Last week we came to the conclusion that citation, despite being deficient, represents a widely-diffused system to assess the value of a scientific work. We also stated that the maximization of citations usually becomes the main goal of scientists (mainly because their careers depend on it). Therefore, we need reliable methods for calculating the pragmatic value of scientific information.
The essential goal of using citation-based measures in order to evaluate the quality of a scientist’s work is to show how often and where this scientist was cited. Probably the most used measures are the impact factor and the h-index. The impact factor of a journal in an “x” year is the number of citations received in the current year per articles published in the two preceding years divided by the number of articles published in the same two years. In other words, a journal has a 2013 impact factor of, let’s say, 5.426 if on average each of its 2011 and 2012 articles were cited 5.426 times in 2013.

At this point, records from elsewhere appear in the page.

PR #4262, opened 2023-07-18
feat: advancedPlayground flag used only for runtime control

kwasniew:
## About the changes

* everyone gets a new playground UI and the old UI is removed from code
* flag is still left for variant/runtime value control of the results limit


src/lib/types/experimental.ts
```diff
@@ -95,10 +95,6 @@ const flags: IFlags = {
         process.env.DISABLE_NOTIFICATIONS,
         false,
     ),
-    advancedPlayground: parseEnvVarBoolean(
```
kwasniew, line 98: we don't use this flag for enabled/disabled control

thomasheartman (approved):
I like it! 😄

PR #4268, opened 2023-07-18
Chore: move event types into a separate reference doc.

thomasheartman:
Remove the list from the events API page and instead point to the new doc.


sighphyre (approved):
LGTM

PR #4273, opened 2023-07-18
docs(#4205): update feature toggle types doc to add lifetime info

thomasheartman:
This change updates the existing feature toggle types document to add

Usually high-impact journals attract high-quality contributions from top scientists and receive bigger attention. Thus, publishing in these journals is one of the top goals for researchers who seek to increase their prestige and influence among their colleagues. And, of course, it also raises their chances of getting research grants and attractive job offers.

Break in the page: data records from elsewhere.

PR #4281, opened 2023-07-19
feat: strategy variants in playground

kwasniew:
## About the changes

* feature strategies variants in playground - based on Node SDK implementation 
* basic algorithm: for each strategy we calculate one variant and also return a list of all possible variants for the strategy. For the entire evaluation result we choose a first matching strategy and copy it's variant/variants
* by bumping up the Unleash Client SDK also frontend API gets support for strategy variants. It's thoroughly tested in the Node SDK. We can get feedback from prod how it works. After this I'd like to make node SDK non-beta. I prefer to go with frontend API first since we control it and can revert. Once we release Node SDK we don't control it anymore

## Discussion points

I'm pretty confident of the change since the property based tests caught many errors as I was doing the refactor

### DIFF
--- a/package.json
+++ b/package.json
@@ -161,7 +161,7 @@
     "stoppable": "^1.1.0",
     "ts-toolbelt": "^9.6.0",
     "type-is": "^1.6.18",
-    "unleash-client": "4.1.0-beta.3",
+    "unleash-client": "4.1.0-beta.4",
     "uuid": "^9.0.0"
   },
   "devDependencies": {
--- a/package.json
+++ b/package.json
@@ -161,7 +161,7 @@
     "stoppable": "^1.1.0",
     "ts-toolbelt": "^9.6.0",
     "type-is": "^1.6.18",
-    "unleash-client": "3.21.0",
+    "unleash-client": "4.1.0-beta.3",
     "uuid": "^9.0.0"
   },
   "devDependencies": {
--- a/package.json
+++ b/package.json
@@ -161,7 +161,7 @@
     "stoppable": "^1.1.0",
     "ts-toolbelt": "^9.6.0",
     "type-is": "^1.6.18",
-    "unleash-client": "4.1.0-beta.4",
+    "unleash-client": "4.1.0-beta.5",
     "uuid": "^9.0.0"
   },
   "devDependencies": {
--- a/src/lib/features/playground/feature-evaluator/client.ts
+++ b/src/lib/features/playground/feature-evaluator/client.ts
@@ -210,7 +210,7 @@ export default class UnleashClient {
         context: Context,
         fallbackVariant?: Variant,
     ): Variant {
-        return this.resolveVariant(name, context, true, fallbackVariant);
+        return this.resolveVariant(name, context, false, fallbackVariant);
     }
 
     private resolveVariant(
@@ -242,10 +242,10 @@ export default class UnleashClient {
         }
 
         if (
-            !enabled ||
             !feature.variants ||
             !Array.isArray(feature.variants) ||
-            feature.variants.length === 0
+            feature.variants.length === 0 ||
+            !feature.enabled
         ) {
             return fallback;
         }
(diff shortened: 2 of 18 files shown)


package.json
```diff
@@ -161,7 +161,7 @@
     "stoppable": "^1.1.0",
     "ts-toolbelt": "^9.6.0",
     "type-is": "^1.6.18",
-    "unleash-client": "3.21.0",
+    "unleash-client": "4.1.0-beta.3",
```
kwasniew, line 164: support for strategy variants that will be used in frontend API but not playground which has its own impl

src/lib/features/playground/feature-evaluator/client.ts
```diff
@@ -110,30 +112,45 @@ export default class UnleashClient {
...
-                        strategySelector.disabled,
-                    ),
+                    ...evaluationResult,
                 };
             },
         );
 
         // Feature evaluation
-        const overallStrategyResult = () => {
+        const overallStrategyResult = (): [
```
kwasniew, line 136: choosing a first matching strategy and its variant/variants

src/lib/features/playground/feature-evaluator/client.ts
```diff
@@ -197,27 +221,35 @@ export default class UnleashClient {
...
             return fallback;
         }
 
         let enabled = true;
         if (checkToggle) {
-            enabled =
-                this.isFeatureEnabled(feature, context, () =>
-                    fallbackVariant ? fallbackVariant.enabled : false,
-                ).result === true;
+            const result = this.isFeatureEnabled(feature, context, () =>
```
kwasniew, line 231: based on Node SDK

src/lib/features/playground/feature-evaluator/strategy/strategy.ts
```diff
@@ -127,10 +130,27 @@ export class Strategy {
         const overallResult =
             constraintResults.result && enabledResult && segmentResults.result;
 
+        const variantDefinition = variantDefinitions
```
kwasniew, line 133: based on Node SDK

src/lib/openapi/spec/playground-strategy-schema.ts
```diff
@@ -51,6 +53,54 @@ export const strategyEvaluationResults = {
                     description:
                         'Whether this strategy evaluates to true or not.',
                 },
+                variant: {
```
kwasniew, line 56: Created inline variant schema that reflects what SDK sees. It's different from the variant in the admin API which has more fields.

src/lib/openapi/spec/playground-strategy-schema.ts
```diff
@@ -51,6 +53,54 @@ export const strategyEvaluationResults = {
...
+                            },
+                        },
+                    },
+                    nullable: true,
+                    example: { name: 'green', enabled: true },
+                },
+                variants: {
+                    type: 'array',
+                    description: 'The feature variants.',
+                    items: { $ref: variantSchema.$id },
```
kwasniew, line 102: this is full variants since we need to display weights in the playground UI

yarn.lock
```diff
@@ -7475,15 +7475,15 @@ universalify@^0.1.0:
   resolved "https://registry.yarnpkg.com/universalify/-/universalify-0.1.2.tgz#b646f69be3942dabcecc9d6639c80dc105efaa66"
   integrity sha512-rBJeI5CXAlmy1pV+617WB9J63U6XcazHHF2f2dbJix4XzpUF0RS3Zbj0FGIOCAva5P/d/GBOYaACQ1w+0azUkg==
 
-unleash-client@3.21.0:
-  version "3.21.0"
-  resolved "https://registry.yarnpkg.com/unleash-client/-/unleash-client-3.21.0.tgz#a31ab30acb42abfb3a21180aa83e4415a3124ec1"
-  integrity sha512-I7eYhRyOia3oBZ9Tu1v+IlNO+XJgsjcMEO2+j+e4A7LTTKZvGoV8WPfDGGxiMPKBPHNUACkERB3YhCQ9jzTGoQ==
+unleash-client@4.1.0-beta.4:
```
kwasniew, line 7478: this also adds strategy variant support for frontend API. no coding needed

Tymek (approved):
LGTM

PR #4283, opened 2023-07-19
chore: Update OpenAPI definitions generated for frontend

Tymek:
## About the changes
`frontend> yarn gen:api` after recent updates


kwasniew (approved):
If compiler is happy I'm happy

PR #5017, opened 2023-10-12
fix: import segment test and fix

sjaanus:
Now OSS can import segments properly. Also updated tests.


kwasniew (approved):

kwasniew:
@sjaanus have you moved validation for segments already?

sjaanus:
> @sjaanus have you moved validation for segments already?

Yes, you approved it yesterday.

PR #5018, opened 2023-10-13
feat: make maintenance-related 503s more intuitive

nunogois:
This makes maintenance-related 503s more intuitive on our UI by mentioning that maintenance banner is currently enabled.

image

### DIFF
--- a/frontend/src/hooks/api/actions/useApi/useApi.ts
+++ b/frontend/src/hooks/api/actions/useApi/useApi.ts
@@ -17,7 +17,6 @@ import {
 } from 'utils/apiUtils';
 import { formatApiPath } from 'utils/formatPath';
 import { ACCESS_DENIED_TEXT } from 'utils/formatAccessText';
-import { useMaintenance } from 'hooks/api/getters/useMaintenance/useMaintenance';
 
 type ApiErrorHandler = (
     setErrors: Dispatch<SetStateAction<{}>>,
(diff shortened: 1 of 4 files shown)


frontend/src/hooks/api/actions/useApi/useApi.ts
```diff
@@ -104,6 +110,28 @@ const useAPI = ({
...
+                    setErrors((prev) => ({
+                        ...prev,
+                        unavailable: 'This operation is unavailable',
+                    }));
+                }
+
+                if (propagateErrors) {
+                    if (maintenanceMode) {
+                        throw new Error(
+                            'Operation unavailable: Maintenance mode is enabled',
```
gastonfournier, line 126: Should we set this message in the backend instead? If you're using an API I believe you'd like to know as well...

chriswk (approved):
Nice.

frontend/src/hooks/api/actions/useApi/useApi.ts
nunogois: Fair point. How about this? https://github.com/Unleash/unleash/pull/5018/commits/d9ea8a6c4ffde382e39195a6a2adfe24c56d6544

gastonfournier: Nice, should we just get the message sent from the backend?

gastonfournier: I mean, that way we only change it on one side

nunogois: How about this then? https://github.com/Unleash/unleash/pull/5018/commits/a1323c994889541fd8946f4d0fddd5cbbd385bf4

gastonfournier (approved):
Looks nice!!

PR #5021, opened 2023-10-13
fix: maintenance banner should show right away when toggled

nunogois:
Makes the maintenance banner show right away when toggled. Includes some misc cleaning up.

Co-authored-by: Nicolae <nicolae@getunleash.ai>


nicolaesocaciu (approved):
LGTM

PR #5022, opened 2023-10-13
refactor: feature toggle list query

FredrikOseberg:
Attempt to clean up huge query method


chriswk (approved):
I like it, it definitely reads a lot better from the store side now. Cool builder pattern for the query.

kwasniew (approved):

Among the strong points of the impact factor we can highlight its accessibility and ready-to-use nature. However, this method has also several drawbacks. First of all it can be easily seen that the 2-year citation “formula” fails to include the long-term value or the real impact of many journals. Another critic point is that many scientists and journals that usually publish review articles tend to have their citation counts exaggerated because these types of articles are generally highly cited. A third comment is that impact factor does not take into account the large percentage of papers in a journal that receive no citations (although they were used). Despite all this it is worth pointing out that the use of impact factor has influenced strongly the publication strategy of many scientists.
In order to get around some of the limitations of the impact-factor method Jorge Hirsch, a US physicist, developed in 2005 the h-index. The method is simple: a researcher with an h-index of, for example, 20, has published 20 articles that have each grabbed at least 20 citations. It is estimated that after 20 years a “successful” scientists will have an h-index of around 20; an “exceptional” scientist an h-index of 40; and a “magnificent” one an h-index 60. In 2011, organic chemist George M. Whitesides, from Harvard University, ranked first in h-index ranking of living chemists with an h-index of 169.

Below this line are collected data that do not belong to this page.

PR #5023, opened 2023-10-13
feat: dependencies import validation

sjaanus:


src/lib/features/export-import-toggles/export-import-service.ts
```diff
@@ -459,6 +464,32 @@ export default class ExportImportService
...
+    private async getUnsupportedDependencies(
+        dto: ImportTogglesSchema,
+    ): Promise<string[]> {
+        const dependentFeatures =
+            dto.data.dependencies?.flatMap((dependency) =>
+                dependency.dependencies.map((d) => d.feature),
+            ) || [];
+        const importedFeatures = dto.data.features.map((f) => f.name);
+
+        const missingFromImported = dependentFeatures.filter(
```
sjaanus, line 476: First find if parent might exist already in payload.

src/lib/features/export-import-toggles/export-import-service.ts
```diff
@@ -459,6 +464,32 @@ export default class ExportImportService
...
+            (feature) => !importedFeatures.includes(feature),
+        );
+
+        let missingFeatures: string[] = [];
+
+        if (missingFromImported.length) {
+            const featuresFromStore = (
```
sjaanus, line 483: If they are not in payload, go check if they exist already in Unleash.

src/lib/features/export-import-toggles/import-validation-messages.ts
```diff
@@ -116,6 +118,14 @@ export class ImportValidationMessages {
             });
         }
 
+        if (dependencies.length > 0) {
+            errors.push({
+                message:
+                    'We detected the following dependencies in the import file that need to be created first:',
```
kwasniew, line 124: we can remove "in the import file" since some people may not upload a file but paste content or use API

src/lib/features/export-import-toggles/export-import-service.ts
```diff
@@ -459,6 +464,32 @@ export default class ExportImportService
             : [];
     }
 
+    private async getUnsupportedDependencies(
```
kwasniew, line 467: maybe getMissingDependencies to be consistent with the names you use inside this method?

src/lib/features/export-import-toggles/export-import-service.ts
```diff
@@ -468,6 +499,19 @@ export default class ExportImportService
         }
     }
 
+    private async verifyDependencies(dto: ImportTogglesSchema) {
+        const unsupportedDependencies = await this.getUnsupportedDependencies(
+            dto,
+        );
+        if (unsupportedDependencies.length > 0) {
+            throw new BadDataError(
+                `Following dependent features are missing from system: ${unsupportedDependencies.join(
```
kwasniew, line 508: I'd just say: 'The following dependent features are missing'

kwasniew (approved):
Why are you only updating permission test? Don't we have a separate test for validation called export-import.e2e.test.ts? The permission test should be focused on permissions.

PR #5040, opened 2023-10-16
feat: remove dependency on archive

kwasniew:
## About the changes

When archiving/batch archiving features we should remove all parent dependencies

Additional changes:
* added transaction support for archive and batch archive so that we can remove dependencies inside a transaction


andreas-unleash (approved):
LGTM!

One of the strongest points of this measure is that it helps to distinguish between a “one-hit wonder” and a constant investigator with numerous high-impact papers and, therefore, a high h-index. However, as well as the impact factor, the h-index must be used with caution. This measure disfavours young scientists with a short career because it is limited by the total number of publications (regardless of their importance). It is also insensitive to different fields or types of journals, where different numbers of citations are used. These drawbacks have led to the development of alternative indexes, but this should be discussed in another post.
In summary: if scientists want their peers to be aware of their work (and ultimately take advantage and cite it) they must spread it on as many journals as possible or post it in personal homepages or institutional repositories. In the research evaluation process one thing is clear: beyond the multitude of methods and tools to evaluate one’s job, high-quality outputs always emerge, and publishing is the first step to scientific success.